[MATERIAL FOR THIS EXERCISE]
PR #150, opened 2022-07-19
Explain default behaviour for test pans

ct-clearhaus:
... when the transaction amount (which is used to trigger specific status codes) is not a valid status code.


ct-clearhaus:
Originated from [slack](https://clearhaus.slack.com/archives/C02AEM3596X/p1658221047301779). Feel free to merge without further ado 🙂

brorbw (approved):

PR #157, opened 2022-10-26
Make token one payment method

mt-clearhaus:
We do not consider `token[m4m]` and `token[vts]` to be two different payment methods. M4M and VTS are token frameworks living under the `token` payment method.

Feel free to merge.


ct-clearhaus (approved):
👍

PR #158, opened 2022-11-08
Add optional token[m4m][rcai] parameter

mt-clearhaus:
Remote Commerce Acceptor Identifier. At present only relevant for Mastercard, i.e. only for `token[m4m]`, not for `token[vts]`.

Rendered:

Screenshot from 2022-11-08 20-58-36

The two examples for the identifier are borrowed from Mastercard's Customer Interface Specification (DE104SE003).

I found the parameter for SCOF here:
https://developer.mastercard.com/secure-card-on-file/documentation/new-api-reference/apis/#checkout

I have established that the parameter is not present for MDES here:
https://developer.mastercard.com/mdes-digital-enablement/documentation/api-reference/

Mastercard writes that the parameter is "expected to be present in remote commerce transactions initiated via wallets or remote commerce programs that support DSRP cryptogram format 3". I have simplified this to "optional" as we do not dive into such processing details in our API documentation.

### DIFF
--- a/website/content/gateway/api_reference/resources/authorizations/authorizations_methods/token.md
+++ b/website/content/gateway/api_reference/resources/authorizations/authorizations_methods/token.md
@@ -56,6 +56,15 @@ Found in `encryptedPayload.encryptedData.de48se43Data` (MDES) or `encryptedPaylo
 {{% regex_optional %}}Required for CITs; otherwise optional.{{% /regex_optional %}}
 {{% /description_details %}}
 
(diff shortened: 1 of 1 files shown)


AlexanderIversen:
LGTM :)

ad-clearhaus (approved):
I am a bit out of the loop regarding _second phase_, so I don't have the context behind the changes. But the additions looks correct to me. :+1:

ab-clearhaus (approved):
It looks correct and is hereby approved from my side.

mt-clearhaus:
This has been deployed in the production environment :heavy_check_mark:

PR #785, opened 2025-08-01
feat: add containerd metrics to pod slo tests

rbtr:


rbtr:
replacing with in-repo branch instead of fork

PR #787, opened 2025-08-04
Onboard NAP 5k Test Scenario

sumanthreddy29:
This pull request introduces a new performance evaluation pipeline for testing node auto-provisioning (NAP) with a 5000-node Azure Kubernetes Service (AKS) cluster. It includes YAML configurations for scheduling and running the benchmark as well as Terraform input variables for the infrastructure setup. Below are the key changes grouped by their themes:

### Pipeline Configuration
* Added a new YAML pipeline file `node-auto-provisioning-benchmark-5k-nodes.yml` to define two scheduled benchmarks: one for on-demand nodes and another for spot nodes. Each schedule runs daily and includes configurations for the Azure region, cluster loader engine, and node pool settings.

### Infrastructure Setup
* Created a new Terraform variables file `azure-5k.tfvars` to define infrastructure details for the NAP benchmark, such as public IP configurations, virtual network and subnet settings, NAT gateway associations, and AKS cluster configurations. The AKS cluster includes a default node pool and optional parameters for node provisioning and networking.


scenarios/perf-eval/nap/terraform-inputs/azure-5k.tfvars
```diff
@@ -0,0 +1,76 @@
+scenario_type  = "perf-eval"
+scenario_name  = "nap"
+deletion_delay = "4h"
```
alyssa1303, line 3: Is 4h enough? Maybe we should increase to 8h to match the job timeout

sumanthreddy29: Updated 8h

pipelines/perf-eval/Autoscale Benchmark/node-auto-provisioning-benchmark-5k-nodes.yml
```diff
@@ -0,0 +1,99 @@
...
+            - eastus2
+          terraform_input_file_mapping:
+            - eastus2: "scenarios/perf-eval/nap/terraform-inputs/azure-5k.tfvars"
+          engine: clusterloader2
+          engine_input:
+            image: "ghcr.io/azure/clusterloader2:v20250423"
+          topology: karpenter
+          matrix:
+            5k-on-demand:
+              cpu_per_node: 2
```
alyssa1303, line 45: This might have to be variable too if vm_size is not fixed. Although for scheduled runs, I think we should fix these variables here to avoid surprise.

sumanthreddy29: Updated the params to be fixed for scheduled runs.

alyssa1303 (approved):

PR #809, opened 2025-08-12
Update EKS Launch Template

sumanthreddy29:
This pull request enhances the default launch template creation process in the `eks_client.py` module by improving how block device mappings and network interfaces are configured. It also introduces a new helper method to describe EC2 instance types, which is used to dynamically set up network interfaces based on instance capabilities.

**Enhancements to launch template configuration:**

* The `_create_default_launch_template` method now explicitly sets `BlockDeviceMappings` with a `gp3` EBS volume of 1024 GiB, 5000 IOPS, and 200 MB/s throughput, ensuring consistent storage performance for launched instances.
* The method dynamically configures the `NetworkInterfaces` field by querying the maximum number of network interfaces supported by the instance type and attaching that many EFA interfaces, improving network performance and flexibility.

**New helper method:**

* Added the `describe_instance_types` method to retrieve details about one or more EC2 instance types, enabling dynamic configuration based on instance capabilities.


alyssa1303 (commented):
Which part of the code will ensure the gpu node land on private subnet

PR #879, opened 2025-09-26
Improve deployment workload support in CRUD benchmarking framework

diamondpowell:
## Summary

Adds deployment workload support to the CRUD benchmarking framework, enabling Telescope to measure K8s Deployment create/verify latency on AKS node pools. Also fixes a race condition in Azure LRO handling for scale operations.

Branch cleanup note: Rebased and squashed from 141 commits → 4 logical commits for reviewability. All prior review feedback has been addressed.

## Changes

**'modules/python/crud/azure/node_pool_crud.py'**

- Add `create_deployment()` — creates N deployments from a YAML template, validates readiness via `wait_for_condition`, and handles partial failures gracefully
- Derive `[label_selector]` from parameters (no hardcoding)
- Use `[self.step_timeout]` instead of hardcoded timeout
- Use `%-style` logging for consistency with existing methods
- Make `namespace` configurable with `"default"` as default value

**'modules/python/crud/main.py'**
- Add `handle_workload_operations()` dispatcher with `deployment` subcommand
- CLI args: `--number-of-deployments`, ``--replicas``, `--manifest-dir`, `[--node-pool-name]`
- Remove unnecessary `[--deployment-name]` argument
- Add `else` clause returning error on unknown workload commands

**'modules/python/crud/workload_templates/deployment.yml'**
- Parameterized deployment manifest with configurable replicas, label_selector, and namespace

`[steps/engine/crud/k8s/execute.yml]`
- Add deployment script block between scale-up and scale-down operations
- Wire `NUMBER_OF_DEPLOYMENTS`, `REPLICAS`, `MANIFEST_DIR` environment variables

 `[steps/topology/k8s-crud-gpu/execute-crud.yml]`
- Pass deployment parameters from pipeline matrix through topology layer

**'modules/python/clients/aks_client.py'**
- Fix: chain `.result()` on `begin_create_or_update()` in `scale_node_pool` and `_progressive_scale` — blocks until ARM completes before proceeding. Matches existing pattern in `create_node_pool` (line 331) and `delete_node_pool` (line 573) which already call `.result()`. Prevents race condition where `wait_for_nodes_ready` runs before ARM has processed the scale request. Consistent with the internal repo which also calls `.result()` on all operations.

## Tests

Unit tests in `test_azure_node_pool_crud.py` and `test_main.py`:

`test_create_deployment_success` — all deployments ready
`test_create_deployment_failure` — all fail to become ready
`test_create_deployment_partial_success` — continues on individual failures, returns False
`test_multiple_deployment`s — verifies N deployments created sequentially
`test_handle_workload_operations` — deployment command routing
`test_handle_workload_operations_unknown_command` — returns error
`test_progressive_scaling_failure` — scale continues after step failure
`test_scale_down_fails_continues` — delete still runs after scale-down error
`test_returns_false_early_exit` — unknown operation returns False


modules/python/crud/main.py
```diff
@@ -320,6 +344,32 @@ def main():
     )
     all_parser.set_defaults(func=handle_node_pool_operation)
 
+    # Deployment command - add after the "all" command parser
+    deployment_parser = subparsers.add_parser(
+        "deployment", parents=[common_parser], help="create deployments"
+    )
+    deployment_parser.add_argument("--node-pool-name", required=True, help="Node pool name")
+    deployment_parser.add_argument("--deployment-name", required=True, help="Deployment name")
```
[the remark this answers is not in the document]
diamondpowell: its not mentioned in deploy_kwargs. I'll remove it

modules/python/crud/main.py
```diff
@@ -146,6 +146,30 @@ def handle_node_pool_operation(node_pool_crud, args):
...
+
+    try:
+        if command == "deployment":
+            # Prepare deploy arguments
+            deploy_kwargs = {
+                "node_pool_name": args.node_pool_name,
+                "replicas": args.replicas,
+                "manifest_dir": args.manifest_dir,
+                "number_of_deployments": args.number_of_deployments
+            }
```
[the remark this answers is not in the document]
engineeredcurlz: have added this to stop false successes and return logged errors

steps/engine/crud/k8s/execute.yml
```diff
@@ -54,6 +59,35 @@ steps:
...
+    set -eo pipefail
+
+    # Deploy Workloads
+    PYTHONPATH=$PYTHONPATH:$(pwd) python3 "$PYTHON_SCRIPT_FILE" deployment \
+      --cloud "$CLOUD" \
+      --run-id "$RUN_ID" \
+      --result-dir "$RESULT_DIR" \
+      --node-pool-name "$POOL_NAME" \
+      --deployment-name "$DEPLOYMENT_NAME" \
+      --number_of_deployments "$NUMBER_OF_DEPLOYMENTS" \
```
lokesh-keyan: number_of_deployments to number-of-deployments

diamondpowell: Updated to use number-of-deployments and match argparse

diamondpowell:

diamondpowell:
## Addressed Copilot review feedback:

- `--manifest-dir` made optional — defaults to `None`, uses built-in template at `workload_templates/deployment.yml` when not provided
- Deployment step gated on Azure (`${{ if eq(parameters.cloud, 'azure') }}`), `manifest-dir` passed conditionally via `${MANIFEST_DIR:+--manifest-dir "$MANIFEST_DIR"}`
- Per-deployment unique labels (`f"{label_selector.split('=', 1)[-1]}-{deployment_index}"`)
- Template path resolved via `os.path.dirname(__file__)` (no hardcoded paths)
- Namespace passthrough to deployment operations
- Removed empty `name:` field from deployment template spec
- `hasattr(node_pool_crud, 'create_deployment')` guard for backward compatibility
- Renamed test to match actual operation (`test_handle_workload_operations_create_deployment_success`)

### Files changed:
- `modules/python/crud/azure/node_pool_crud.py`
- `modules/python/crud/main.py`
- `modules/python/crud/workload_templates/deployment.yml`
- `modules/python/tests/crud/test_main.py`
- `steps/engine/crud/k8s/execute.yml`

modules/python/crud/main.py
```diff
@@ -320,6 +351,32 @@ def main():
     )
     all_parser.set_defaults(func=handle_node_pool_operation)
 
+    # Deployment command - add after the "all" command parser
+    deployment_parser = subparsers.add_parser(
+        "deployment", parents=[common_parser], help="create deployments"
+    )
+    deployment_parser.add_argument("--node-pool-name", required=True, help="Node pool name")
```
xinWeiWei24: Since the handling function is named handle_workload_operations and is designed to support other operation types in the future, would it be better to name this workload_parser instead of deployment_parser?

steps/topology/k8s-crud-gpu/execute-crud.yml
```diff
@@ -22,3 +22,6 @@ steps:
     result_dir: $(System.DefaultWorkingDirectory)/$(RUN_ID)
     gpu_node_pool: $(GPU_NODE_POOL)
     step_wait_time: $(STEP_WAIT_TIME)
+    number_of_deployments: $(NUMBER_OF_DEPLOYMENTS)
```
xinWeiWei24: Do you need to update it with your custom values in pipelines/perf-eval/GPU Benchmark/k8s-gpu-cluster-crud.yml? I didn’t see any changes here.

modules/python/crud/azure/node_pool_crud.py
```diff
@@ -270,3 +272,127 @@ def all(
...
+
+            # Check if all deployments were successful
+            if successful_deployments == number_of_deployments:
+                logger.info("Successfully created all %d deployment(s)", number_of_deployments)
+                return True
+            if successful_deployments > 0:
+                logger.warning("Created %d/%d deployment(s)", successful_deployments, number_of_deployments)
+                return False
+            logger.error("Failed to create any deployments")
+            return False
```
xinWeiWei24, line 382: This can be merged like created 0/number_of_deployments

modules/python/crud/azure/node_pool_crud.py
```diff
@@ -270,3 +272,127 @@ def all(
...
+
+        except Exception as e:
+            logger.error("Failed to create deployments: %s", e)
+            return False
```
xinWeiWei24: Recommend removing the outer try/except entirely and letting unexpected errors propagate. If we want to keep "one bad deployment doesn't stop the rest" behavior, the inner except Exception is enough

modules/python/crud/azure/node_pool_crud.py
```diff
@@ -270,3 +272,127 @@ def all(
...
+                return False
+
+            successful_deployments = 0
+
+            # Loop through number of deployments
+            for deployment_index in range(1, number_of_deployments + 1):
+                logger.info("Creating deployment %d/%d", deployment_index, number_of_deployments)
+
+                try:
+                    if manifest_dir:
```
xinWeiWei24: better to extract the per-deployment logic into a helper method

modules/python/crud/main.py
diamondpowell: Good suggestion, the docstring already references statefulset and jobs because those are coming in follow-up PRs ([#1132](https://github.com/Azure/telescope/pull/1132) and [#1133](https://github.com/Azure/telescope/pull/1133)). Each workload type has its own parser with unique args. They all route to handle_workload_operations.  Renaming to workload_parser would be ambiguous since there are multiple.

steps/topology/k8s-crud-gpu/execute-crud.yml
diamondpowell: Oh you're right, I didn't set the GPU pipeline matrix setting, which means there were no defaults passing. Added to the azure blocks, skipped aws since deployment is gated to azure

modules/python/crud/azure/node_pool_crud.py
diamondpowell: Good call, merged them. `Created 0/5` gives more info than "Failed to create any" anyway.

modules/python/crud/main.py
xinWeiWei24: Looking at the three parsers side-by-side, almost every argument is duplicated:
--node-pool-name, --manifest-dir, --replicas/--completions (same semantics), and the only real difference is the cosmetic name of --number-of-{deployments,statefulsets,jobs}.

I'd still keep three subparsers (so --help stays clean and future workload-specific flags have a natural home), but suggest extracting a workload_common_parser with --node-pool-name, --manifest-dir, --replicas, --count, --label-selector, and reusing it via parents=[common_parser, workload_common_parser]. Each subparser would then only declare what is genuinely workload-specific.

This addresses the duplication without losing the per-workload --help clarity that motivated keeping them separate.

```python
workload_common_parser = argparse.ArgumentParser(add_help=False)
workload_common_parser.add_argument(
    "--node-pool-name", required=True, help="Node pool name"
)
workload_common_parser.add_argument(
    "--manifest-dir", required=True,
    help="Directory containing Kubernetes manifest files for the workload"
)
workload_common_parser.add_argument(
    "--replicas", type=int, default=10,
    help="Number of replicas per workload (for jobs, maps to spec.completions)"
)
workload_common_parser.add_argument(
    "--count", type=int, default=1,
    help="Number of workloads to create"
)
workload_common_parser.add_argument(
    "--label-selector", default="app=nginx-container",
    help="Label selector for created pods (default: app=nginx-container)"
)

# Deployment subcommand
deployment_parser = subparsers.add_parser(
    "deployment",
    parents=[common_parser, workload_common_parser],
    help="create deployments",
)
```

modules/python/crud/azure/node_pool_crud.py
diamondpowell: Yes this does make more sense. Pulled the actual work (resolve template, build name, apply, wait) into _apply_deployment so now the loop just calls it, counts successes, and catches errors. Also made it raise a TimeoutError when the deployment isn't ready instead of returning False,nthat way the loop's except handles everything in one place.

modules/python/crud/azure/node_pool_crud.py
diamondpowell: Oh yeah good point, the inner except already handles the per-deployment failures so the outer one was just hiding things. Removed it so any setup issues will actually surface instead of silently returning False.

modules/python/crud/main.py
diamondpowell: Ahhhh yeah I see the duplication in each one. Extracted a workload_common_parser with those plus a generic --count for number-of-workloads. Now the deployment parser is just:
```
deployment_parser = subparsers.add_parser(
    "deployment", parents=[common_parser, workload_common_parser], help="create deployments"
)
```
There are now zero unique args. Statefulset and jobs PRs will be the same, just parents=[common_parser, workload_common_parser] and they're done.

Also renamed --number-of-deployments to --count (the other workloads will follow the same) and updated the pipeline YAML chain to match. Made --manifest-dir optional everywhere since all three workloads have built-in templates under workload_templates/.

modules/python/crud/azure/node_pool_crud.py
```diff
@@ -270,3 +272,138 @@ def all(
             logger.error(error_msg)
             errors.append(error_msg)
             return False
+    def _apply_deployment(
```
xinWeiWei24, line 276: Please add a blank line before the function.

modules/python/crud/azure/node_pool_crud.py
```diff
@@ -270,3 +272,138 @@ def all(
...
+        logger.info("Waiting for pods of deployment %s to be ready...", deployment_name)
+        k8s_client.wait_for_pods_ready(
+            operation_timeout_in_minutes=5,
+            namespace=namespace,
+            pod_count=replicas,
+            label_selector=f"app={deployment_label}"
+        )
+
+        logger.info("Successfully created and verified deployment %d", deployment_index)
+    def create_deployment(
```
xinWeiWei24, line 349: Please add a blank line before the function.

modules/python/crud/azure/node_pool_crud.py
diamondpowell: thanks for this catch! added the blank line

modules/python/crud/azure/node_pool_crud.py
diamondpowell: added the blank line here too

xinWeiWei24 (approved):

[TASK GOAL] Could you copy every line in the records that holds "those"?

[SOLUTION FOR THIS EXERCISE]
diamondpowell: Good suggestion, the docstring already references statefulset and jobs because those are coming in follow-up PRs ([#1132](https://github.com/Azure/telescope/pull/1132) and [#1133](https://github.com/Azure/telescope/pull/1133)). Each workload type has its own parser with unique args. They all route to handle_workload_operations.  Renaming to workload_parser would be ambiguous since there are multiple.
diamondpowell: Ahhhh yeah I see the duplication in each one. Extracted a workload_common_parser with those plus a generic --count for number-of-workloads. Now the deployment parser is just:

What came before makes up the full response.